Chapter 41 discusses the biologic basis and pathophysiology of atherosclerosis. This chapter deals with the fundamentals of lipid metabolism, therapeutic approaches to the treatment of lipid disorders, and the evidence base regarding their clinical use.
The terms dyslipidemia and dyslipoproteinemia reflect disorders of the lipid and lipoprotein transport pathways associated with arterial disease more appropriately than does the term hyperlipidemia, which has long been used in clinical practice. Dyslipidemia encompasses disorders often encountered in clinical practice, such as a low high-density lipoprotein cholesterol (HDL-C) level and elevated triglyceride level but an average total plasma cholesterol level. Dyslipidemia also includes elevated lipoprotein(a) (Lp[a]) and uncommon genetic or acquired disorders of lipoprotein metabolism. Certain rare lipoprotein disorders can cause overt clinical manifestations, but most common dyslipoproteinemias themselves seldom cause symptoms or produce clinical signs that are evident on physical examination. Rather, they require laboratory tests for detection. Proper recognition and management of dyslipoproteinemias can reduce cardiovascular and total mortality rates. The fundamentals of lipidology presented here have importance for the daily practice of cardiovascular medicine.
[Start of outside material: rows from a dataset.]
PR #6772, opened 2020-10-27
[MU3] Fix #310741: Always update Shadow Note

MLK97:
Resolves: https://musescore.org/en/node/310741

Changing the duration via keyboard shortcut of the note while in note-input mode didn't change the appearance of the shadow note or make it disappear.
Removing the visibility-check removes that issue.


MLK97:
I just got aware, that it probably needs some discussion, whether this is actually a wished behavior.
While in the mentioned issue the shadow note is a wished feature during keyboard input, other users like to have the shadow note hidden.

PR #6777, opened 2020-10-28
Removed an accidental ledge from stem

vpereverzev:
Inspired by the request from @Tantacrul and @oktophonie

Before:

Lipoprotein Transport System
Biochemistry of Lipids
Lipids are insoluble in water and soluble in organic solvents. Biologic lipids usually refer to a broad grouping of naturally occurring molecules that include fatty acids, waxes, eicosanoids, monoglycerides, diglycerides, triglycerides, phospholipids, sphingolipids, sterols, terpenes, prenols, and fat-soluble vitamins (A, D, E, and K), in contrast to the other major groupings of biologic molecules, namely, nucleic acids, proteins, amino acids, and carbohydrates. The major biologic functions of lipids include critical contributions to biologic membranes, energy storage, and the backbones or modifiers of many signaling molecules. Certain lipids, especially fatty acid, readily undergo oxidation and can generate substances highly toxic to cells. Fatty acids can be degraded in the mitochondrion by beta-oxidation, whereas the sterol nucleus resists enzymatic degradation. Cholesterol must therefore be modified into bile acids or hormones or be shed with the skin to be eliminated.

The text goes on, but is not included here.